What the task requires
Using the records below, copy every line that holds the string "pass".

Data under study
PR #393, opened 2023-10-30
Use docker images in testing

UnsignedByte:
Tries using dockerfile for tests. ~~Currently uses `latest` because we don't have tagged versions.~~

This splits the `test` action into `3` steps:
1. Use `git log` to get the hash of the last commit that edited `Dockerfile`, and also check if that ghcr tag already exists on the remote.
2. Conditionally run a build-push action if it doesn't exist, which just builds and pushes the docker image of that specific commit with the right tag.
3. Run test using that docker image.


UnsignedByte:
The test action takes only 5-6 mins now (compared to 15) because it doesn't have to rebuild all dependencies which is cool.

UnsignedByte:
This should be good to merge but I want to pass this by you first because we are pulling the `latest` docker image which I don't think will cause issues as filament is rebuilt but I'm not sure.

rachitnigam:
Are we building latest on every commit to main? If so, there is a problem: depending on when a PR is opened, it might be tested with the wrong latest (if the previous commit to main hasn’t completed the build yet).

We could do something to rebuild the docker image for PRs that touch the dockerfile and otherwise use latest but that requires some GH actions hacking.

UnsignedByte:
Yeah, this solution would definitely break on branches that mess with the dockerfile and need those changes to pass tests, which was why I wanted to pass it by you first.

Output for this task
This should be good to merge but I want to pass this by you first because we are pulling the `latest` docker image which I don't think will cause issues as filament is rebuilt but I'm not sure.
Yeah, this solution would definitely break on branches that mess with the dockerfile and need those changes to pass tests, which was why I wanted to pass it by you first.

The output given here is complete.